**Entries provided**
________________________________________

Issue #1031, opened 2022-04-25
spreadsheet tool workflow has stopped checking whether files'url resolve to a successful file download


rija:
Since tech team took over the dataset spreadsheet uploading tool, the systematic check of files url for the files added from the spreadsheets is not performed

PR #1033, opened 2022-04-26
Add command to check files url for a dataset

rija:
# Pull request for issue: #1031

The command will make a HEAD request to the urls of files associated to a dataset and output thoses that
don't have a 200 response code or have an ftp scheme.

To test run the following command:

```
$ docker-compose exec application  ./protected/yiic files checkUrls --doi=<DOI>
```

where <DOI> is replaced by a DOI for which to test the files' url.

### DIFF
--- a/protected/commands/FilesCommand.php
+++ b/protected/commands/FilesCommand.php
@@ -1,0 +1,56 @@
+<?php
+/**
+ * Command to check fils url
+ *
+ * @author Rija Menage <rija+git@cinecinetique.com>
+ * @license GPL-3.0
+ */
+
+
+class FilesCommand extends CConsoleCommand
+{
+
+    public function getHelp()
+    {
+        $helpText = "checks files url for a specific dataset in the database" . PHP_EOL;
+        $helpText .= "Usage: ./protected/yiic files checkUrls --doi=<DOI>" . PHP_EOL;
+
+        return $helpText;
+    }
+
+    /**
+     * @return int
+     * @throws CException
+     */
+    public function actionCheckUrls($doi) {
+        $sql =<<<END
+SELECT f.location
+FROM file f, dataset d
+WHERE f.dataset_id = d.id and d.identifier = '$doi';
+END;
+
+        try {
+            $rows = Yii::app()->db->createCommand($sql)->queryAll();
+            foreach ($rows as $row) {
+                $parts = parse_url($row['location']);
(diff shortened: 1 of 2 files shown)


protected/commands/FilesCommand.php
```diff
@@ -0,0 +1,68 @@
...
+        try {
+            $rows = Yii::app()->db->createCommand($sql)->queryAll();
+            foreach ($rows as $row) {
+                $parts = parse_url($row['location']);
+                if ( "ftp" === $parts['scheme']) {
+                    echo $row['location'].PHP_EOL;
+                    continue;
+                }
+                $headers = get_headers($row['location'], self::RETURN_ASSOCIATIVE_ARRAY, stream_context_create(array('http' => array('method' => 'HEAD'))));
+                if ($headers[0] !== HttpCode::OK)
```
pli888, line 52: The expected behaviour is that if a file URL resolves OK then it will not be outputted. However, resolvable file URLs are printed in my terminal when I run the tool, e.g. `https://ftp.cngb.org/pub/gigadb/pub/10.5524/100001_101000/100020/readme.txt` when I run this command against the `dev` GigaDB website:
```
$ docker-compose exec application  ./protected/yiic files checkUrls --doi=100020
```

Maybe the problem is because the value of `HttpCode::OK` is 200 which is not equal to the `HTTP/1.1 200 OK` value of `$headers[0]` for a resolvable URL. The `!==` comparison operator will therefore always output `true` even if the file URL is resolvable.

rija: Thanks @pli888, your observation was correct and  the last commit should have fixed the problem.

pli888 (approved):
The code looks good to me and I confirm the new functional tests are passing locally and on my CI/CD pipeline. I approve this PR.

rija:
Thanks @pli888,

I've just realised there was a missing test coverage for the special case of ftp links, so I made one last commit for an update to FilesCommandCest.php that add a test for those links.

pli888:
>I've just realised there was a missing test coverage for the special case of ftp links, so I made one last commit for an update to FilesCommandCest.php that add a test for those links.

@rija Ok, the new functional test method passed using:
```
$ docker-compose run --rm test ./vendor/codeception/codeception/codecept run --debug tests/functional/FilesCommandCest.php:^tryToOutputNonResolvableFTPLinks$
```

Issue #989, opened 2022-03-15
Deploy spreadsheet upload tool with sample spreadsheet and use with RDS


pli888:

only1chunts:
we're using the tools on live so this ticket must be complete

PR #1036, opened 2022-05-08
Detect directories in files url and fix SSL handshake error

rija:
# Pull request for issue: #989

* Show directory url in the report of urls for curators to double check
* Fix SSL handshake when checking urls with PHP's ``get_headers``
* Fix ``setup_dev.sh`` to allow gigadb to build and deploy on Apple Silicon based macs

## Changes to ``protected/commands/FilesCommand.php``:

The first change is to detect if the url is likely to be a directory url by checking if the last component of the path has an extension or not. If not, we add it to the report.

The second change is to fix an intermittent error when running the url checker:

```
get_headers(): SSL: Handshake timed out
```

This is not related to our FTP server on CNGB infrastructure as I met that error with urls to third party web sites too.

I don't know the root cause which is related to how PHP negotiate the SSL connections in ``get_headers``, but since we control the urls we check, we can remove the condition for the error by not peforming SSL verification.
This is done by adding an other option to the stream context parameter of ``get_headers()``

## Changes to ``tests/functional/FilesCommandCest.php``:

When testing checking of HTTP links to files, we use internal URLs to gigadb, initially to avoid the SSL handshake error but we keep them to speed up the tests and avoid potential idiosyncracies of our FTP servers.

When testing FTP links, the ftp link can be dummy as we our just capturing the scheme without actually making  a connection to the url.

Finally, added a test scenario for directory link

## Changes to ``ops/scripts/setup_devdb.sh``

Minor change to the script so it works on Apple Silicon based macs.

Before the change, the script would fail with error "no TTY input device" on those machines.

### DIFF
--- a/ops/scripts/setup_devdb.sh
+++ b/ops/scripts/setup_devdb.sh
@@ -37,9 +37,9 @@ $DOCKER_COMPOSE run --rm  application ./protected/yiic migrate mark 000000_00000
 $DOCKER_COMPOSE run --rm  application ./protected/yiic migrate --connectionID=db --migrationPath=application.migrations.schema --interactive=0
 
 # Drop constraints, indexes and triggers to allow data migrations
-docker-compose run --rm test psql -h database -U gigadb < protected/runtime/dropConstraintsQuery.sql
-docker-compose run --rm test psql -h database -U gigadb < protected/runtime/dropIndexQuery.sql
-docker-compose run --rm test psql -h database -U gigadb < protected/runtime/dropTriggerQuery.sql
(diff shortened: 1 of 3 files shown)


pli888 (approved):
The code looks good to me and I have checked that the tool and its tests are working fine using the commands below:
```
$ docker-compose exec application  ./protected/yiic files checkUrls --doi=100020
$ docker-compose run --rm test ./vendor/codeception/codeception/codecept run --debug tests/functional/FilesCommandCest.php
```

I approve this PR.

PR #1125, opened 2022-09-26
Fix: Upstream failed jobs

rija:
# Pull request for issue: #<insert relevant github issue numbers that this PR is related to>

Fix Pipeline failure on Upstream.
The issues were:

* gigareview test job fails 
* files-urls-updater test job fails
* build and deploy job for the main app will fail

## How to test?

This branch is the pipeline that's already deployed on staging.gigadb.org and beta.gigadb.org.
You can re-execute that pipeline at https://gitlab.com/gigascience/upstream/gigadb-website/.

You can also clone this branch and add a remote on your own Gitlab project and ensure the pipeline still execute there without errors.

The issues were caused by the coumpound effect of the following problems:

* The url of gitlab variables API was hardcoded to ``forks``, so it fails on Upstream pipeline
* Jobs were added to DAG to allow the Gigasciences apps' pipeline to be independent of each other, but some common base job used for caching docker base image was missing in the ``needs`` keyword of the Gitlab config
* Some variables were not set in Upstream's CI/CD settings variables

The ``generate_config.sh`` in those new apps were changed to detect whether it's running as part of Upstream pipeline or not. It does so by checking the value of ``CI_PROJECT_URL`` (which therefore needs to be made available in the ``.env`` file by adding it to the filter used in Gitlab config steps that generate that file).

The build and deploy jobs for the main app need to depends on the ""base_images" job, so that its artifacts are available, this is done  by adding that job to the array value for the ``needs`` keyword in ``ops/pipelines/gigadb-build-jobs.yml`` and ``.gitlab-config.yml``.

Finally, I've updated ``gigareview/README.md`` to mention the variables that were missing on Upstream

### DIFF
--- a/.gitlab-ci.yml
+++ b/.gitlab-ci.yml
@@ -114,6 +114,7 @@ ld_gigadb:
   stage: live deploy
   tags:
     - $GITLAB_USER_LOGIN
+  needs: ["base_images","build_live"]
   environment:
     name: "live"
     deployment_tier: production
--- a/gigadb/app/tools/files-url-updater/generate_config.sh
+++ b/gigadb/app/tools/files-url-updater/generate_config.sh
@@ -49,7 +49,7 @@ if ! [ -s ./.secrets ];then
 
     # deal with special case we are in Upstream
     if [[ $CI_PROJECT_URL == "https://gitlab.com/gigascience/upstream/gigadb-website" ]];then
-      PROJECT_VARIABLES_URL="https://gitlab.com/api/v4/projects/gigascience%2Fupstream%2F$REPO_NAME/variables"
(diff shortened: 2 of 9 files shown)


pli888 (approved):
From looking at the `Upstream` gigadb-website CI/CD pipelines, I can see the pipeline for the `upstream-failed-jobs` code now successfully runs all the way to `live deploy` stage when it was previously failing. I have also been able to run the `upstream-failed-jobs` code on my CI/CD pipeline to staging deployment and passing acceptance tests.

From looking at the code, I can see how the devops code now takes into account when pipelines are running in `Upstream` thereby allowing deployment on staging and live, and enabling tests for tools and sub-applications to pass in this GitLab sub-project.

I approve this PR.

PR #1166, opened 2022-11-21
Stop legacy DB container service before each run

rija:
# Pull request for issue: #<insert relevant github issue numbers that this PR is related to>

* Always try to stop legacy DB docker server at the start of each run in ``databaseReset.sh``

## How to test?

* Connect to the bastion server
* Ensure there is no`` pg9_3`` named container running
* in ``/home/centos``, run ``./databaseReset.sh``
* Notice that the script started and send a stop command to a non existent container with no impact to the rest of the workflow
* [Optional: if the vsftpd error is still happening, this step won't be necessary] Comment out ``docker stop pg9_3`` under the **Houseekeeping** section at the end of ``databaseReset.sh``
* Run ``./databaseReset.sh``
* Notice a lingering container named `` pg9_3`` still present when doing ``docker ps``
* Run ``./databaseReset.sh``
* Notice it had stopped the server and started a new one, then went on with the workflow

When a run of ``databaseReset.sh`  exits due to error, the final housekeepting that stop the legacy DB service is not performed, causing subsquent runs to fail a start as the still running container causes a name conflict with the container the script want to start. The fix is to always stop the container associated with the legacy DB service before we spin it at the beginning of the script's workflow.

To avoid and error causing the script to exit when trying to stop a container that don't exist (happy path), we add a ``|| true`` command to ensure stopping the container before start a new one always succeed.

### DIFF
--- a/gigadb/app/tools/files-url-updater/databaseReset.sh
+++ b/gigadb/app/tools/files-url-updater/databaseReset.sh
@@ -14,6 +14,9 @@ else
   backupDate=$1
 fi
 
+# Stop any existing legacy database server if it hasn't done so in previous run (e.g: due to errors)
+docker stop pg9_3 || true
+
 # Spin up legacy database (PosgresQL 9.3)
 # Make sure the port 5432 is accessible from host
 docker run --rm --detach --name pg9_3 -p 5432:5432 registry.gitlab.com/$GITLAB_PROJECT_NAME/production_pg9_3:$GIGADB_ENVIRONMENT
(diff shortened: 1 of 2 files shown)


pli888 (approved):
After following the instructions, I confirm the updated `databaseReset.sh` script is able to successfully execute even when a legacy DB container has been left running. I approve this PR.

kencho51 (approved):
Hi @rija,

After deploying this PR to my staging in Seoul region and execute `./databaseReset.sh` in bastion server , the legacy database could be dumped and loaded into the RDS, and the legacy DB container was removed.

________________________________________

**Work item**
The answer should be a single number: how many lines in the entries contain "databaseReset".

**Response to the exercise**
10